FalconSensei · on Feb 11, 2021

Also: if someone is working on crypto and doesn't know that random() isn't true random, should they be working on that?

aaomidi · on Feb 12, 2021

There isn't a threshold where you become capable of working on crypto problems and code.

Making this safer makes mistakes far less likely and makes all of us safer.

bigiain · on Feb 12, 2021

I disagree.

Making one specific aspect of incompetent crypto coding “safer” doesn’t solve any of the problems.

We can argue about what threshold you need to reach to be considered “capable” of writing crypto code (that’s not just a learning exercise), but not knowing the deficiencies of random() is clearly well below that bar.
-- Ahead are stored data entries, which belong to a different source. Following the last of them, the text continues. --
PR #666, opened 2016-10-07
New ability to bind the RethinkDB web interface port to localhost when deploying on AWS

ttmc:
The RethinkDB documentation says it's more secure to bind the RethinkDB web interface (HTTP) port to localhost, so that it can't be accessed directly from external IP addresses (at http://hostname:8080/), see **Binding the web interface port** at:

https://www.rethinkdb.com/docs/security/

This pull request:

* adds a new configuration setting to the AWS configuration file: `BIND_HTTP_TO_LOCALHOST`. It can be set to `True` or `False` (the "default" in the example config file)
* checks to make sure that setting is set and is a boolean
* appends the following two lines to the RethinkDB config file when `BIND_HTTP_TO_LOCALHOST` is true:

Even knowing that is barely past the “don’t eat your crayons” level of skill.

If anything, a hook in your CI pipeline that automatically fires anybody who checks in code using random() in a cryptographic context is a better way to “make all of us safer”.

aaomidi · on Feb 12, 2021

You could be a great mathematician and not realize what kind of random you're picking. It's not as simple as you put it.
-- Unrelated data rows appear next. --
PR #669, opened 2016-10-09
Docs: Deleted most of the Topic Guides pages

ttmc:
I copied most of the Topic Guides over to the [root BigchainDB project docs](https://docs.bigchaindb.com/en/latest/index.html). This pull request deletes them from the BigchainDB Server docs. It also updates the Topic Guide index page and some links.

The page titled **The Transaction, Block and Vote Models** remains. I plan to break it apart into pieces, but that's going to take elaborate surgery, so I'll do it in a separate pull request.


ttmc:
Before merging this pull request:

- [ ] Merge https://github.com/bigchaindb/docs-root/issues/3 (i.e. bring the Topic Guides live on the root docs)
- [ ] Redo all the ReadTheDocs redirects (on the BigchainDB project) to point to the correct URL starting with https://docs.bighaindb.com/stuff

This discussion goes for other stuff too. Rust is getting popular because even amazing C and C++ devs make terrible mistakes that cause severe security and privacy problems down the line.

thekyle · on Feb 12, 2021

Just because someone is a great mathematician does not mean they would be a great cryptographer. Mathematics and cryptography are about as related as computer science and cryptography (not that much).
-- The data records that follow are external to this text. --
PR #684, opened 2016-10-14
Fixed the docstring in config_utils.py

ttmc:
I noticed that the docstring in `config_utils.py` was out-of-date. The order of precedence has changed; see the `autoconfigure()` function.

The changed docstring is copied from the current BigchainDB Server docs, e.g. https://docs.bigchaindb.com/projects/server/en/latest/server-reference/configuration.html

@vrde can you take a look and verify that I got the order of precedence right?

### DIFF
--- a/bigchaindb/config_utils.py
+++ b/bigchaindb/config_utils.py
@@ -3,8 +3,8 @@
 The value of each BigchainDB Server configuration setting is
 determined according to the following rules:
 
-* If it’s set by an environment variable, then use that value
-* Otherwise, if it’s set in a local config file, then use that
+* If it's set by an environment variable, then use that value
+* Otherwise, if it's set in a local config file, then use that
   value
 * Otherwise, use the default value (contained in 
   ``bigchaindb.__init__``)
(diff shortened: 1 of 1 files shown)


r-marques:
:+1:

bigchaindb/config_utils.py
```diff
@@ -1,13 +1,13 @@
...
-`$HOME/.bigchaindb`) will be updated with the values contained
-in the configuration file.
+The value of each BigchainDB Server configuration setting is
+determined according to the following rules:
 
-Note that there is a precedence in reading configuration values:
- - local config file;
- - environment vars;
- - default config file (contained in ``bigchaindb.__init__``).
+* If it’s set by an environment variable, then use that value
```
vrde: Might sound OCD-ish, but can we use `'` instead of `’`? I say that because we never used `’` in docstrings.

ttmc: Nice catch. I copied the text from the (rendered) BigchainDB Server docs, which turned the vertical appstrophe into a top-tipping-right apostrophe (all Unicode). I will fix it.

lucideer · on Feb 12, 2021

> should they be

This is the point of people suggesting things like bans or explicit warnings. They "shouldn't", but what's stopping them.

JauntyHatAngle · on Feb 11, 2021

The level of expertise far outstrips the demand in my experience, so the "should" often becomes moot.

adrr · on Feb 12, 2021

I’ve seen guids used as secrets on APIs/cookies. Those are easily guessable and also not random.

hombre_fatal · on Feb 12, 2021

Not sure what you have in mind when you say guids, but the word guid doesn't confer any info here. Most people are referring to uuids when they say guid, and a v4 uuid has 122 bits of randomness. A random 122 bit number can certainly be sufficient for most applications like api keys over the network.

matthewdgreen · on Feb 12, 2021

Some standard uuid libraries have weird not-very-random fallbacks when the RNG fails to initialize. It’s rare, but you can get strange stuff without realizing it. Better to use a real RNG and check error codes.

hombre_fatal · on Feb 12, 2021

Yep, there's no rule of thumb that can spare you from reading the docs and knowing basic things about the code you're about to pull in.

adrr · on Feb 12, 2021

Guids is uuid and they can be interchanged but they all have same concept of creating unique identifiers that won’t ever collide.

It isn’t random is the problem and they are are used everywhere as a secret. People think they are random 122bit value.

Dylan16807 · on Feb 12, 2021

No, that's why you need to be specific. v4 is random, other versions aren't.

adrr · on Feb 12, 2021

You’re right I’d just looked at the rail implementation. I was basing it on my past knowledge of windows GUID implementation.

tgsovlerkhgsel · on Feb 12, 2021

I genuinely don't see the reason why non-cryptographic random number generators exist outside of niche applications.

The main arguments I've seen are speed and determinism.

However, a cryptographically secure, deterministic PRNG can be built from hash or block cipher primitives that have hardware acceleration, making them quite fast. Seed (and potentially periodically re-seed) it from a strong source of randomness, and you've got a fast and cryptographically secure non-deterministic PRNG.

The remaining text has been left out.